Just how medically accurate is Chicago Med?
Social media famous Dr. Mike created a YouTube video concerning medical television shows and just how accurate they are. For the hit NBC drama, he graded them extremely well.
“I couldn’t find almost anything medically wrong with it,” he admitted. He noted that the show does a great job at showcasing nurses. He also mentioned the fact that they showed nurses telling residents how to do something like chest compressions is accurate. Overall, he said that they have accurate procedures and use good terminology.
In real life, the show is roughly 80-85% medically accurate. The writers can only use real, published medical cases and dramatize that. However, when it comes to the pandemic, it isn’t as accurate as it typically is.
One fan who claimed that they are a respiratory therapist on Reddit noted how inaccurate the portrayal of COVID-19 is.
“I enjoy all three of the Chicago shows but they missed the mark when it comes to correct medical terminology as well as the alarms they use. Dr. Choi was discussing poor ‘oxygenation,'” they wrote.
“He states that they even added nitrous oxide instead of nitric oxide,” they added. “These are not the same gases at all nor are they used interchangeably. They also use alarms for a machine they aren’t even using. I thought these shows used advisers.”
In another Reddit thread, two apparent fourth-year medical students explained that it is somewhat accurate but “overly dramatic.”

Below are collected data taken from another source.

PR #138, opened 2019-01-18
Fix error handling in handle_buffer_pull

bblaszkow06:
If PullBuffer.store returned an error, handle_buffer_pull returned
error-reason tuple without state, so the error shown from pipeline was
not clear.

### DIFF
--- a/lib/membrane/core/element/buffer_controller.ex
+++ b/lib/membrane/core/element/buffer_controller.ex
@@ -68,24 +68,17 @@ defmodule Membrane.Core.Element.BufferController do
   defp handle_buffer_pull(pad_ref, buffers, state) do
     PadModel.assert_data!(pad_ref, %{direction: :input}, state)
 
-    with {{:ok, was_empty?}, state} <-
-           PadModel.get_and_update_data!(
-             pad_ref,
-             :buffer,
-             fn pb ->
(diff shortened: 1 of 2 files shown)


lib/membrane/core/element/buffer_controller.ex
```diff
@@ -68,24 +68,17 @@ defmodule Membrane.Core.Element.BufferController do
   defp handle_buffer_pull(pad_ref, buffers, state) do
     PadModel.assert_data!(pad_ref, %{direction: :input}, state)
 
-    with {{:ok, was_empty?}, state} <-
-           PadModel.get_and_update_data!(
-             pad_ref,
-             :buffer,
-             fn pb ->
-               was_empty? = pb |> PullBuffer.empty?()
+    with {:ok, old_pb} <- PadModel.get_data(pad_ref, :buffer, state),
```
mat-hek: This does not have corresponding `else` clause. I think wrapping below clause with `{x, state}` tuple would solve the problem without the need for `else`.

bblaszkow06: 1. In theory, this can return `{:error, reason}` as well. The assert above prevents that from happening but dialyzer might not know that.
2. This is what else is for, wrapping the result here seems like an antipattern to me and would impair readability.

PR #141, opened 2019-02-06
fixes in Membrane.Log

### LINKED ISSUE #140: Membrane.Log.info leaks Bunch import
I had a surprising error - I used `withl` macro without importing/using Bunch, yet there was no error. It appeared after I muted all logs using config and the line before `withl` there was `info("some info")`.

mat-hek:
Closes #140


mat-hek:
@bblaszkow06 check if this fixes your case

PR #146, opened 2019-02-27
Refactor inspired by credo

bblaszkow06:


lib/membrane/log/router.ex
```diff
@@ -38,47 +38,50 @@ defmodule Membrane.Log.Router do
    - :info
    - :warn
   """
-  @spec level_to_val(atom) :: 0 | 1 | 2
+  @spec level_to_val(:debug | :info | :warn) :: 0 | 1 | 2
```
mat-hek: There should be something like `Log.level_t`

PR #148, opened 2019-03-01
Define pads one by one and allow pad options to be specified on definition

bblaszkow06:


lib/membrane/core/element/options_spec_parser.ex
```diff
@@ -0,0 +1,196 @@
...
+  @spec def_options(module(), nil | Keyword.t()) :: Macro.t()
+  def def_options(module, options) do
+    {typedoc, opt_typespecs, escaped_opts} = parse_opts(options)
+    opt_typespec_ast = {:%{}, [], Keyword.put(opt_typespecs, :__struct__, module)}
+    # opt_typespec_ast is equivalent of typespec %__CALLER__.module{key: value, ...}
+    quote do
+      @typedoc """
+      Struct containing options for `#{inspect(__MODULE__)}`
+      """
+      @type t :: unquote(opt_typespec_ast)
```
mat-hek: this can be replaced with `%unquote(module){unquote_splicing(opt_typespecs)}`, and `opt_typespec_ast` can be removed

lib/membrane/core/element/options_spec_parser.ex
```diff
@@ -0,0 +1,196 @@
...
+          |> Keyword.get(
+            :inspector,
+            @default_types_params[opt_definition[:type]][:inspector] || quote(do: &inspect/1)
+          )
+
+        quote do
+          "Default value: `#{unquote(inspector).(unquote(opt_definition)[:default])}`"
+        end
+      else
+        quote_expr("**Required**")
```
mat-hek: change to italics

lib/membrane/core/element/options_specs.ex
```diff
@@ -0,0 +1,166 @@
...
+        """
+        @type unquote(Macro.var(pad_opts_type_name, nil)) :: unquote(opt_typespecs)
+      end
+
+    {escaped_opts, type_definiton}
+  end
+
+  def generate_opts_doc(escaped_opts) do
+    escaped_opts
+    |> Enum.map(&generate_opt_doc(&1))
```
mat-hek: `&generate_opt_doc/1`

lib/membrane/core/element/options_specs.ex
```diff
@@ -0,0 +1,166 @@
...
+    |> Enum.reduce(fn x, acc ->
```
mat-hek: x -> opt_doc

lib/membrane/core/element/options_specs.ex
```diff
@@ -0,0 +1,166 @@
...
+      |> Enum.map(fn {k, v} ->
+        default_val = @default_types_params[v[:type]][:spec] || quote_expr(any)
+
+        {k, v |> Keyword.put_new(:spec, default_val)}
+      end)
+
+    # Actual AST with typespec for the option
+    opt_typespecs =
+      with_default_specs
+      |> Enum.map(fn {k, v} -> {k, v[:spec]} end)
```
mat-hek: Bunch.KVList.map_values

lib/membrane/core/element/options_specs.ex
```diff
@@ -0,0 +1,166 @@
...
+
+    # Options without typespec
+    escaped_opts =
+      with_default_specs
+      |> Enum.map(fn {k, v} ->
+        {k, v |> Keyword.put(:spec, Macro.to_string(v[:spec]))}
```
mat-hek: Bunch.KVList.map_values

lib/membrane/core/element/options_specs.ex
```diff
@@ -0,0 +1,166 @@
...
+
+      #{unquote(desc) |> String.trim() |> Bunch.Markdown.indent()}
+      """
+    end
+  end
+
+  defp parse_opts(kw) when is_list(kw) do
+    with_default_specs =
+      kw
+      |> Enum.map(fn {k, v} ->
```
mat-hek: Bunch.KVList.map_values

lib/membrane/core/element/pad_controller.ex
```diff
@@ -25,13 +24,14 @@ defmodule Membrane.Core.Element.PadController do
...
+        ) :: State.stateful_try_t(PadModel.pad_info_t())
   def handle_link(pad_ref, direction, pid, other_ref, other_info, props, state) do
     pad_name = pad_ref |> Pad.name_by_ref()
     info = state.pads.info[pad_name]
 
-    with :ok <- validate_pad_being_linked(pad_ref, direction, info, state),
-         :ok <- validate_dir_and_mode(info, other_info) do
+    with :ok <- validate_pad_being_linked!(pad_ref, direction, info, state),
+         :ok <- validate_dir_and_mode!({pad_ref, info}, {other_ref, other_info}),
+         props <- parse_link_props!(props, pad_name, state) do
```
mat-hek: this should reside in the block below

lib/membrane/core/element/pad_controller.ex
```diff
@@ -122,51 +122,104 @@ defmodule Membrane.Core.Element.PadController do
...
           PadModel.pad_info_t(),
           State.t()
-        ) :: Type.try_t()
-  defp validate_pad_being_linked(pad_ref, direction, info, state) do
+        ) :: :ok
+  defp validate_pad_being_linked!(pad_ref, direction, info, state) do
     cond do
       :ok == PadModel.assert_instance(state, pad_ref) ->
-        {:error, :already_linked}
+        raise LinkError, "Pad #{inspect(pad_ref)} has already been linked!"
```
mat-hek: Unnecessary exclamation mark

lib/membrane/core/element/pad_controller.ex
```diff
@@ -122,51 +122,104 @@ defmodule Membrane.Core.Element.PadController do
...
+    buffer_props = parse_buffer_props!(pad_name, props[:buffer])
+    [pad: pad_props, buffer: buffer_props]
+  end
+
+  defp parse_pad_props!(_pad_name, nil, nil) do
+    {:ok, nil}
+  end
+
+  defp parse_pad_props!(pad_name, nil, _props) do
+    raise LinkError, "Pad #{inspect(pad_name)} does not define any options!"
```
mat-hek: Unnecessary exclamation mark

lib/membrane/core/element/pad_specs.ex
```diff
@@ -0,0 +1,236 @@
...
+          unquote(acc)
+          unquote(pad_def)
+        end
+      end
+    )
+  end
+
+  @spec def_pad_docs(Pad.direction_t()) :: String.t()
+  def def_pad_docs(direction) do
+    dir_str = direction |> to_string()
```
mat-hek: to remove

lib/membrane/core/element/pad_specs.ex
```diff
@@ -0,0 +1,236 @@
...
+    quote do
+      @doc """
+      Returns pads descriptions for `#{inspect(__MODULE__)}`
+      """
+      @spec membrane_pads() :: [{unquote(Pad).name_t(), unquote(Pad).description_t()}]
+      def membrane_pads() do
+        @membrane_pad
+      end
+
+      @moduledoc """
```
mat-hek: you can check here if `moduledoc` is defined and not false

lib/membrane/core/element/pad_specs.ex
```diff
@@ -0,0 +1,236 @@
...
+                options: [default: nil]
+              ) do
+      {:ok, {name, Map.put(config, :direction, direction)}}
+    else
+      spec: spec -> {:error, {:invalid_pad_spec, spec}}
+      config: {:error, reason} -> {:error, {reason, pad: name}}
+    end
+  end
+
+  # Generates docs describing pads, based on pads specification.
```
mat-hek: such comments should be docs

lib/membrane/core/input_buffer.ex
```diff
@@ -64,6 +64,21 @@ defmodule Membrane.Core.InputBuffer do
           | {:fail_size, pos_integer()}
         ]
 
+  @spec parse_props(keyword()) :: {:error, reason :: any()} | {:ok, props_t()}
+  def parse_props(input) do
+    with input <- input |> List.wrap(),
```
mat-hek: this should be placed either before with or piped just before the call to Bunch.Config.Parse

lib/membrane/element.ex
```diff
@@ -167,7 +165,7 @@ defmodule Membrane.Element do
   """
   @spec link(link_spec :: %Link{}) :: :ok | {:error, any}
   def link(%Link{from: %Endpoint{pid: pid}, to: %Endpoint{pid: pid}}) when is_pid(pid) do
-    {:error, :loop}
+    raise LinkError, "Cannot link element with itself!"
```
mat-hek: Unnecessary exclamation mark

lib/membrane/core/element/options_specs.ex
```diff
@@ -0,0 +1,166 @@
...
+    boolean: [spec: quote_expr(boolean)],
+    string: [spec: quote_expr(String.t())],
+    keyword: [spec: quote_expr(keyword)],
+    struct: [spec: quote_expr(struct)],
+    caps: [spec: quote_expr(struct)],
+    time: [spec: quote_expr(Time.t()), inspector: &Time.to_code_str/1]
+  }
+
+  @spec options_doc() :: String.t()
+  def options_doc do
```
mat-hek: I would place this doc directly in CommonBehaviour

spec/membrane/element_spec.exs
```diff
@@ -23,19 +23,26 @@ defmodule Membrane.ElementSpec do
       to: %Endpoint{element: :b, pad_name: to_pad(), pad_ref: to_pad(), pid: to_pid()}
     }
 
+  defmacrop catch_exit(call) do
```
mat-hek: Maybe separate this to some helper?

lib/membrane/core/element/options_specs.ex
bblaszkow06: And I would not :stuck_out_tongue:
1. This way everything connected to options is in one place - if we change anything about how options are parsed (i.e. modify the parse_opts from this module), the doc that is supposed to change will be in the same module.
2. This function is only used here, but it shouldn't - docs for Pad require improvement and this function should be used there

spec/membrane/element_spec.exs
bblaszkow06: 1. It is ESpec-specific (ExUnit provides that)
2. It is quite test-specific - `capture_log` is not something you want to add in general helper and pattern in catch is crafted only for a specific case - failing call to GenServer
So until there's another use case - I don't think it's necessary

lib/membrane/core/element/options_specs.ex
mat-hek: agreed

bblaszkow06: I've made an issue for this #153

spec/membrane/element_spec.exs
mat-hek: the helper could reside somewhere in the support module. it would be nice to see it's already done once fixing tests after the next change like this

PR #149, opened 2019-03-12
Add proxy funs for Membrane.Pipeline to pipelines

bblaszkow06:


lib/membrane/pipeline.ex
```diff
@@ -183,6 +183,9 @@ defmodule Membrane.Pipeline do
     end
   end
 
+  @doc """
+  Changes pipeline's playback state to `:stopped` and terminates its process
+  """
   @spec stop_and_terminate(pipeline :: pid) :: :ok
   def stop_and_terminate(pipeline) do
```
mat-hek: Add also a delegate to this in `Pipeline.__using__`

PR #158, opened 2019-04-15
Allow to pass dynamic pad id when linking

bblaszkow06:


mix.exs
```diff
@@ -1,7 +1,7 @@
 defmodule Membrane.Mixfile do
   use Mix.Project
 
-  @version "0.3.0"
+  @version "0.3.1"
```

“Also the scenarios they encounter every episode are like hypothetically possible but most physicians will never encounter them in their careers,” one person wrote.
Numerous people agreed that the CPR technique portrayed on the show is “awful”. But the show cannot accurately portray CPR. For one, CPR in real life would hurt the actor. Additionally, it requires medical training. We do not suggest using ‘Chicago Med’ as a guide. An untrained person could actually hurt someone more if they perform it the way that the show depicts.

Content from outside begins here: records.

PR #601, opened 2023-09-25
Delete handle_buffers_batch callback

FelonEkonom:
Related Jira ticket: https://membraneframework.atlassian.net/browse/MC-238

### DIFF
--- a/lib/membrane/core/element/buffer_controller.ex
+++ b/lib/membrane/core/element/buffer_controller.ex
@@ -91,7 +91,7 @@ defmodule Membrane.Core.Element.BufferController do
   end
 
   @doc """
-  Executes `handle_buffers_batch` callback.
+  Executes `handle_buffer` callback.
   """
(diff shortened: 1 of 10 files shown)


lib/membrane/core/element/buffer_controller.ex
```diff
@@ -113,12 +113,16 @@ defmodule Membrane.Core.Element.BufferController do
...
   defp do_exec_buffer_callback(pad_ref, buffers, state) do
-    CallbackHandler.exec_and_handle_callback(
-      :handle_buffers_batch,
-      ActionHandler,
-      %{context: &CallbackContext.from_state/1},
-      [pad_ref, buffers],
-      state
-    )
+    buffers
+    |> List.wrap()
```
mat-hek, line 117: I guess we should always have a list here

mat-hek (approved):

“My biggest issue is how much stuff is handled in the ED [Emergency Department],” another wrote. “The ED is for triage and stabilization. It’s supremely unrealistic how they often have patients remaining in their room for days at a time.”
For the emergency department, doctors primarily only call consultations for trauma, psych, and neurology.
“The most recent episode the EM docs were deciding if the patient needed a D&C and dispensing methergine. As soon as she came in with vaginal bleeding an OB/GYN consult would have been called pretty much immediately,” they claimed.
Another aspect that may not be accurate is the fact that there are two attendings treating a single patient.
“It’s a waste of resources and there are usually so many patients to see that it doesn’t make sense,” they explained. “Also, this is a nitpick but they make huge incisions for chest tubes, which is just not necessary.”